Issue #36437, opened 2023-01-30
Deprecation and removal of PHP8.0 support


ChristophWurst:
Continuation of https://github.com/nextcloud/server/issues/35025

PHP8.0 will run out of security support end of year.

Some usage stats can be found on https://ncpw.mdns.eu/.
Ref https://www.php.net/supported-versions.php

We should do this in two steps again
* [x] Deprecate the version but still support it + documentation (Nextcloud 27)
* [ ] Drop support with Nextcloud 28 if released before EOL
* [ ] Drop support with Nextcloud 29 if v28 still supported it

cc @AndyScherzinger @juliushaertl @nickvergessen

ChristophWurst:
That is also fine. We can still deprecate with 27 to give admins more time and only make the breaking change with 29.

AndyScherzinger:
So let's do it like that then: deprecate PHP8.0 with v27, v28 last version supporting it (if released before PHP8.0 EOL), drop with v29 (except when 28 already would drop it).

ChristophWurst:
PHP8.0 runs out of security support in five months. With our current release pace we'll probably finish 28 slightly earlier. Thus 8.0 support is rather not to drop in 28 but in 29.

isdnfan:
hi team another heads up - for some reason NC30 still supports PHP 8.0 which is EOL since 26.11.**2023**!! 
please keep in mind PHP 8.1 "*Active support*" ends in less than 2 months on on 1 Jan 2025

nickvergessen:
30 does not support 8.0: https://github.com/nextcloud/server/blob/stable30/lib/versioncheck.php#L9

Also note, that we will keep 8.1 (as it's still security supported) until a dependency bump of non replaceable dependencies like symfony, doctrine dbal or the likes forces us to drop it.

AndyScherzinger:
@isdnfan yes, we decided for v30 to have 8.0 support given that at the time of the release SLES did not have php8.0 support, hence we were forced to keep it, else instances running SLES would have been locked on an older Nextcloud version since the underlying stack could not be upgraded.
• • • •
» **Task to complete**: Looking at the listing above, which lines hold "time"? Copy every such line.

» **Your solution**:
That is also fine. We can still deprecate with 27 to give admins more time and only make the breaking change with 29.
@isdnfan yes, we decided for v30 to have 8.0 support given that at the time of the release SLES did not have php8.0 support, hence we were forced to keep it, else instances running SLES would have been locked on an older Nextcloud version since the underlying stack could not be upgraded.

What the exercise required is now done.